Donald Trump’s war on the news media is the great irony of his presidential campaign.
Ardent coverage of his every appearance and statement propelled him to the top of the Republican leader board and yet he frequently disparages journalists as “dishonest” and “losers.”
His latest reproach goes beyond name-calling. He threatens to change the historic role of the American press by making it easier for public officials to sue news outlets for libel if they don’t like what is said about them.
Here’s his exact rant on the subject at a Fort Worth, Texas, rally Friday at which he singled out the New York Times and Washington Post: “One of the things I’m going to do if I win -- and I hope we do and we’re certainly leading -- I’m going to open up our libel laws so when they write purposely negative and horrible and false articles, we can sue them and win lots of money.

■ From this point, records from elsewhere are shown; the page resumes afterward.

PR #310, opened 2015-10-07
Corrected word spellings

tylerjaynelson:


ellekrout:
Thanks for the catches! Fixing. :)

PR #313, opened 2015-10-09
Update server download link

Ybrin:
Changed server download link to point to version 1.8.8 as this is more stable.


alexfornuto:
Thanks @Ybrin!

PR #321, opened 2015-10-27
Update limiting-access-with-sftp-jails-on-debian-and-ubuntu.md

benny-gold:
There's a mis-capitialisation in the /etc/ssh/sshd_config file that could potentially lock a user out of their node


felicianotech:
According to OpenSSH's [man page](http://www.openbsd.org/cgi-bin/man.cgi/OpenBSD-current/man5/ssh_config.5?query=ssh_config&sec=5):
>The possible keywords and their meanings are as follows (note that keywords are case-insensitive and arguments are case-sensitive):

With that being said, it does look like the convention is to use a capital for the first letter of keywords. Thank you for your fix. Much appreciated.

PR #141, opened 2016-05-09
lsmcli and simarray: Fix disk_location usage to reflect change to loc…

joehandzik:
…ation

The name of the 'disk_location' attribute was changed to 'location', updating remaining uses of 'disk_location'.

### DIFF
--- a/plugin/sim/simarray.py
+++ b/plugin/sim/simarray.py
@@ -122,7 +122,7 @@ class PoolRAID(object):
 
 
 class BackStore(object):
-    VERSION = "3.8"
+    VERSION = "3.9"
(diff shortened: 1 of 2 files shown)


tasleson:
@joehandzik I think you should bump the db version for this too.

joehandzik:
@tasleson Done. In general, when should that VERSION value be changed? When elements of the database are added/deleted/changed?

tasleson:
@joehandzik I would say anytime a schema change occurs or a change that will cause the code unexpectedly to fail.

cathay4t:
Merged. Thanks Joe!

PR #146, opened 2016-05-11
test_automated.py: Send SIGKILL instead of SIGTERM

tasleson:
We are leaving processes hanging around for plugin tests that are not completing in time.


tasleson:
Tested out fine.

PR #148, opened 2016-05-12
MegaRAID plugin: Support disks with no enclosure.

cathay4t:
* With some MegaRAID/PERC(for example PERC H700), disks have no
   enclosure ID[1] which use '/cx/sall show all J' for disk querying.
   This patch try both '/c0/eall/sall show all J' and
   '/c0/sall show all J' for disk querying.

 * Also fixed the volume_raid_create() to support empty enclosure ID disks.

 * Tested on both enclosure disk and non-enclosure disk.

[1]: Please be informed, the enclosure here does not mean physical
     enclosure, I(Gris) have a MegaRAID card with 4 SATA disks directly
     attached to it, they all still have enclosure ID.
     I am guessing some old firmware or old MegaRAID/PERC card does not
     support enclosure ID. Anyway, we support both ways.

### DIFF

“We can sue them and win money instead of having no chance of winning because they are totally protected. You see, with me (as president), they’re not protected because I’m not like other people … I’m not taking their money. We’re going to open up libel laws and we’re going to have people sue you like you’ve never got sued before.”
In other words, he will pursue a publish and perish policy against the press. The kind demagogues embrace. Dare to say or write anything derogatory against them, and suffer severe consequences.
It is known as press control through intimidation. It works in Iran, China and other closed societies; not so in the United States, where free press and free speech are protected by the First Amendment, and Supreme Court rulings enforcing it.
Trump’s reference to the press being “totally protected” apparently referred to the landmark First Amendment decision in 1964 by the Supreme Court in New York Times versus Sullivan. An Alabama police official (L. B. Sullivan) sued the Times for publishing an advertisement describing “an unprecedented wave of terror” by police against civil rights demonstrators. Even though he wasn’t named in the ad, Sullivan said he had been defamed by its untruthfulness, sued the paper and won a half-million dollar libel award in the Alabama courts.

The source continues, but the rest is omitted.